┌──

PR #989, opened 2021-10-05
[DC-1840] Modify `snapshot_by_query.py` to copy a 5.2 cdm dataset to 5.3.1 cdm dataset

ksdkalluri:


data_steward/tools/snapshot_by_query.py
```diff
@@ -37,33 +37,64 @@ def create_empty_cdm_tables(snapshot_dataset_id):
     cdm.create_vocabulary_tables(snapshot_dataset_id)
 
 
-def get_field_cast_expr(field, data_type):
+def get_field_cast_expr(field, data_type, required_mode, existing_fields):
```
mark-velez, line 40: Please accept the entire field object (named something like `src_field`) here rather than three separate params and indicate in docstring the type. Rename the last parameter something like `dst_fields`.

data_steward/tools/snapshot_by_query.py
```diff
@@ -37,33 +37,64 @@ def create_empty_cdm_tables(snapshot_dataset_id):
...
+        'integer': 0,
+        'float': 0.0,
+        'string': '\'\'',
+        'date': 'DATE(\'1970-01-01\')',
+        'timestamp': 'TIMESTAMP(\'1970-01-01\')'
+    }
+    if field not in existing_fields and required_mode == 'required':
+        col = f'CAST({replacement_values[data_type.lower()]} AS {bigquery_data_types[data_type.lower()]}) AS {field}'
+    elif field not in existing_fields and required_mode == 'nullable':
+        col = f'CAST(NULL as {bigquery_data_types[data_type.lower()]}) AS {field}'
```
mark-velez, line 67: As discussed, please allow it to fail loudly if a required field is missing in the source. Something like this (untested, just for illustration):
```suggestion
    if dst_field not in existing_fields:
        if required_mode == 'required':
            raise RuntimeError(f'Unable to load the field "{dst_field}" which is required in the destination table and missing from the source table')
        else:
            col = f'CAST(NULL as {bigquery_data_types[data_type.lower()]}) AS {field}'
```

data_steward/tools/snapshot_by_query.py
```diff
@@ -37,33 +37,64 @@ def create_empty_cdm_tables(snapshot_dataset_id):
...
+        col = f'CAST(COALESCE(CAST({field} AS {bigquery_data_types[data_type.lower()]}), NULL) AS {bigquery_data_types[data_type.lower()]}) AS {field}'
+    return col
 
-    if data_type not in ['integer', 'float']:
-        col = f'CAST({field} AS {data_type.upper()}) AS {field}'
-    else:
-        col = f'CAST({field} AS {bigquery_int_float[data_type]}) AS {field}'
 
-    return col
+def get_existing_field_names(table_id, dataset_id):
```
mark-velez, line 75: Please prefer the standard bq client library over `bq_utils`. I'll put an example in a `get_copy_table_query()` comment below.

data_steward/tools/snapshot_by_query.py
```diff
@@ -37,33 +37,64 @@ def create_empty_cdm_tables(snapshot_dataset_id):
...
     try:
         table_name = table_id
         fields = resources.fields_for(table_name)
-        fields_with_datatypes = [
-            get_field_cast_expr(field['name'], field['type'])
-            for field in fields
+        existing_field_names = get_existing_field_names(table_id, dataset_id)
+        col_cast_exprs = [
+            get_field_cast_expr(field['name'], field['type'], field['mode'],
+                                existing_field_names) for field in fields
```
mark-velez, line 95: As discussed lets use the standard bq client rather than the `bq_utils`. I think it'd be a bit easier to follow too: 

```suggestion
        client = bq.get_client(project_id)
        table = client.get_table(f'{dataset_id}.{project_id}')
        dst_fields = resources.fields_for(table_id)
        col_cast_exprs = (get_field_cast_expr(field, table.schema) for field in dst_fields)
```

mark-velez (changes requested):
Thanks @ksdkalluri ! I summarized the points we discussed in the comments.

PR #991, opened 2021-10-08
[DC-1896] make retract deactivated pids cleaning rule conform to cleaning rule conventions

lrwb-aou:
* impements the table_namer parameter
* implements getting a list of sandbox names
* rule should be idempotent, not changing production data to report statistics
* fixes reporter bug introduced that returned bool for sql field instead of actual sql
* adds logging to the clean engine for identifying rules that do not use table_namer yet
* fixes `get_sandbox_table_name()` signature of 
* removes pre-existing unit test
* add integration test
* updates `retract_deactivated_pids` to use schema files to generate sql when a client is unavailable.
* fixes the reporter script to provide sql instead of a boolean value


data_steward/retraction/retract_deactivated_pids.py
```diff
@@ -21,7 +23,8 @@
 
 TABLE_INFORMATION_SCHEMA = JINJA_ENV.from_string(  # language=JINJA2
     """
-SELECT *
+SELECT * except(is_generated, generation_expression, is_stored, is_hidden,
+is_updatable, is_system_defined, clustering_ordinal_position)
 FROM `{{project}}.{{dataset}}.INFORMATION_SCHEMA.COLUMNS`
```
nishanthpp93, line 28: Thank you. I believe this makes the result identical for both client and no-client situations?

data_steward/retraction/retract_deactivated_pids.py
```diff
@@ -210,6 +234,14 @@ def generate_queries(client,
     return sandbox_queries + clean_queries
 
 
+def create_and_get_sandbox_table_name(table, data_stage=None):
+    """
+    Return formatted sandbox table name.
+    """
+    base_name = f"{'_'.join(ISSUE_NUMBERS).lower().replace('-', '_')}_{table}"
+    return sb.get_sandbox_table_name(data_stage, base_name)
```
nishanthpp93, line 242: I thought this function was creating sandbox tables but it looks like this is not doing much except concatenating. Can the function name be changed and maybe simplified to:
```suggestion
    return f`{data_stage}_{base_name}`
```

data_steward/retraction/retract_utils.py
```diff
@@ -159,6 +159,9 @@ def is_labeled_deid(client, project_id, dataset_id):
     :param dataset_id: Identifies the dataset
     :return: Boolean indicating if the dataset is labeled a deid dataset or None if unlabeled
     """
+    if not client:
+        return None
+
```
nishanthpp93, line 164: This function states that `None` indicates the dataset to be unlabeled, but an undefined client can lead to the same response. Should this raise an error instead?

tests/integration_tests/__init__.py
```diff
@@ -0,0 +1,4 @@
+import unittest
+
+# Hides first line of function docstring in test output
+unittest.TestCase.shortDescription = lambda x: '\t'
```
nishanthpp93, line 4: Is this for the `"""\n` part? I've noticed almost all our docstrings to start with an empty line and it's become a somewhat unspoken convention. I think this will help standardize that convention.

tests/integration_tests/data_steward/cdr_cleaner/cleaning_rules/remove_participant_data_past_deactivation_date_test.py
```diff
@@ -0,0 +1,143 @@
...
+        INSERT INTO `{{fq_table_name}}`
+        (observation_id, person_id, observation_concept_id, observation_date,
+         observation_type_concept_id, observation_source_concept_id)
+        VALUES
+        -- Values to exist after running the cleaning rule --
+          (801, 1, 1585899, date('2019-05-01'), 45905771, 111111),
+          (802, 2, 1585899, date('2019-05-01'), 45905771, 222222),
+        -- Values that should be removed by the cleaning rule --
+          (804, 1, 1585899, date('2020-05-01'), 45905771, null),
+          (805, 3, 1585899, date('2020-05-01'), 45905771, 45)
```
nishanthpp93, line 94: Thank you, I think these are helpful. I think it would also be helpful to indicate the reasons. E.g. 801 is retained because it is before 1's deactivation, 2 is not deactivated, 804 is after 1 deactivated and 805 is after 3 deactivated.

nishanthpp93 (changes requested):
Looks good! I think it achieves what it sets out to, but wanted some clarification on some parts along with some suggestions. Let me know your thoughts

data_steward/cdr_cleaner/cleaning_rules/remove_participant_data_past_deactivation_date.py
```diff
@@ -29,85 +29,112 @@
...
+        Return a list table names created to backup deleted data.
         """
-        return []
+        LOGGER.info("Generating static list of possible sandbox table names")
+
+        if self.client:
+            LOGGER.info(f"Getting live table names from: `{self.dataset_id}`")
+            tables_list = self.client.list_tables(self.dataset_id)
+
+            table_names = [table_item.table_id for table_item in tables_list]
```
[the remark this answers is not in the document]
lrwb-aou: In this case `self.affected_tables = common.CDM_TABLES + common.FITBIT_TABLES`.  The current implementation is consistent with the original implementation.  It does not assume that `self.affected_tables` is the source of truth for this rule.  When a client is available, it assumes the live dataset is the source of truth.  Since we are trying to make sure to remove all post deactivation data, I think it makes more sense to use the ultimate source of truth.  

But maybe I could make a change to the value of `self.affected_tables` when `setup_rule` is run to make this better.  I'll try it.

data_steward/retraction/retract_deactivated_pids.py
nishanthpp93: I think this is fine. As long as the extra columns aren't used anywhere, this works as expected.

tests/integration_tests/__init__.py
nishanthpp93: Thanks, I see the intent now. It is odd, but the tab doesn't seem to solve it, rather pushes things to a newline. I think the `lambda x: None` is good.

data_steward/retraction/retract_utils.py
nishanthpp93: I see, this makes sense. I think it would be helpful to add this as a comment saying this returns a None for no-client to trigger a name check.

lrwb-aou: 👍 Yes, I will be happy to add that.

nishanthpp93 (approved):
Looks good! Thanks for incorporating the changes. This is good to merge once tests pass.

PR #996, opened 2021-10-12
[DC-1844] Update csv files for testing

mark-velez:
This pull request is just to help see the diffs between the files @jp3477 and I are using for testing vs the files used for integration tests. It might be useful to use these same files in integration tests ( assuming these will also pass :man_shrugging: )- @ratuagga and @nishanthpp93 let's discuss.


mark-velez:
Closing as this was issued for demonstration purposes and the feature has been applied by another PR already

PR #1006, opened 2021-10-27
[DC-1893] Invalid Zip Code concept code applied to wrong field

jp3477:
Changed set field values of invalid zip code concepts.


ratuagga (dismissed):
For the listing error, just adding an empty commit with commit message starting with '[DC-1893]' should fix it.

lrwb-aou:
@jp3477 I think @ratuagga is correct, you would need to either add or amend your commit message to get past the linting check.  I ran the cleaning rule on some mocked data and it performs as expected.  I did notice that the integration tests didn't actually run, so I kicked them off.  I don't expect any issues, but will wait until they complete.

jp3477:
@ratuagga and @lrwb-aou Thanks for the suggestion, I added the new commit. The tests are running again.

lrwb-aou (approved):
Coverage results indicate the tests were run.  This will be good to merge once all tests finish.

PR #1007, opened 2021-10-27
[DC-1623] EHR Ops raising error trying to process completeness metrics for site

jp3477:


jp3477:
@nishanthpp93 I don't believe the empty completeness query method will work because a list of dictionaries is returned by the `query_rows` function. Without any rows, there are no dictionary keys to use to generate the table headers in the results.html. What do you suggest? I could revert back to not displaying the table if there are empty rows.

└──

**Exercise prompt:**
Scan the entries above for the string "unlabeled", and copy every line where it turns up.

**Task response:**
     :return: Boolean indicating if the dataset is labeled a deid dataset or None if unlabeled
nishanthpp93, line 164: This function states that `None` indicates the dataset to be unlabeled, but an undefined client can lead to the same response. Should this raise an error instead?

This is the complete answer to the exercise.